确定应用于逻辑回归的混杂因素检测方法的概率分布并评估其敏感性和误报率。

Determining the Probability Distribution and Evaluating Sensitivity and False Positive Rate of a Confounder Detection Method Applied To Logistic Regression.

作者信息

Bliss Robin, Weinberg Janice, Webster Thomas, Vieira Veronica

机构信息

Department of Environmental Health, Boston University School of Public Health, Boston, MA, USA ; Orthopedic and Arthritis Center for Outcomes Research, Brigham and Women's Hospital/Harvard Medical School, Boston, MA, USA.

出版信息

J Biom Biostat. 2012 May 23;3(4):142. doi: 10.4172/2155-6180.1000142.

DOI:10.4172/2155-6180.1000142

PMID:23420565

原文链接:https://pmc.ncbi.nlm.nih.gov/articles/PMC3571096/

Abstract

BACKGROUND

In epidemiologic studies researchers are often interested in detecting confounding (when a third variable is both associated with and affects associations between the outcome and predictors). Confounder detection methods often compare regression coefficients obtained from "crude" models that exclude the possible confounder(s) and "adjusted" models that include the variable(s). One such method compares the relative difference in effect estimates to a cutoff of 10% with differences of at least 10% providing evidence of confounding. METHODS: In this study we derive the asymptotic distribution of the relative change in effect statistic applied to logistic regression and evaluate the sensitivity and false positive rate of the 10% cutoff method using the asymptotic distribution. We then verify the results using simulated data. RESULTS: When applied to a logistic regression models with a dichotomous outcome, exposure, and possible confounder, we found the 10% cutoff method to have an asymptotic lognormal distribution. For sample sizes of at least 300 the authors found that when confounding existed, over 80% of models had >10% changes in odds ratios.

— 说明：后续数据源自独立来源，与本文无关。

PR #13668, opened 2020-09-22
[polyclipping] Fix cmake patch for finding include file

FabienPean:
Usage for port polyclipping given by vcpkg is incorrect. Currently it says
```cmake
find_package(polyclipping CONFIG REQUIRED)
target_link_libraries(main PRIVATE polyclipping::polyclipping)
```
However the include file needed to use it cannot be found.
This PR fixes the cmake patch so that the include file can be found by the end user as `#include<polyclipping/clipper.hpp>`

Note that besides the config export there is a findCLIPPER.cmake installed with the library. Alternatively to this fix, a usage file could be created with the following:
```cmake
find_package(CLIPPER CONFIG REQUIRED)
target_include_directories(main PRIVATE ${CLIPPER_INCLUDE_DIRS})
target_link_libraries(main PRIVATE ${CLIPPER_LIBRARIES})
```
It depends on how you would prefer to resolve the issue.

### DIFF
--- a/ports/polyclipping/CONTROL
+++ b/ports/polyclipping/CONTROL
@@ -1,5 +1,5 @@
 Source: polyclipping
 Version: 6.4.2
-Port-Version: 5
+Port-Version: 6
 Homepage: https://sourceforge.net/projects/polyclipping/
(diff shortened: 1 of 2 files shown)


ras0219-msft:
This looks like the right fix to me, thanks!

We prefer promoting target-based CMake as much as possible.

When the confounder was not associated with the outcome, the false positive rate increased as the strength of the association between the predictor and confounder increased. When the confounder and predictor were independent of one another, false positives were rare (most < 10%). CONCLUSIONS: Researchers must be aware of high false positive rates when applying change in estimate confounder detection methods to data where the exposure is associated with possible confounder variables.

摘要

背景

在流行病学研究中，研究人员常常对检测混杂因素（即第三个变量既与结局和预测因素之间的关联相关又影响该关联）感兴趣。混杂因素检测方法通常会比较从排除可能混杂因素的“粗”模型和纳入该变量的“调整”模型中获得的回归系数。一种这样的方法是将效应估计值的相对差异与10%的临界值进行比较，差异至少为10%则表明存在混杂。

方法

在本研究中，我们推导了应用于逻辑回归的效应统计量相对变化的渐近分布，并使用该渐近分布评估10%临界值法的敏感性和假阳性率。然后我们使用模拟数据验证结果。

结果

当应用于具有二分结局、暴露因素和可能混杂因素的逻辑回归模型时，我们发现10%临界值法具有渐近对数正态分布。对于样本量至少为300的情况，作者发现当存在混杂时，超过80%的模型的比值比变化>10%。当混杂因素与结局不相关时，随着预测因素与混杂因素之间关联强度的增加，假阳性率也会增加。当混杂因素和预测因素相互独立时，假阳性很少见（大多数<10%）。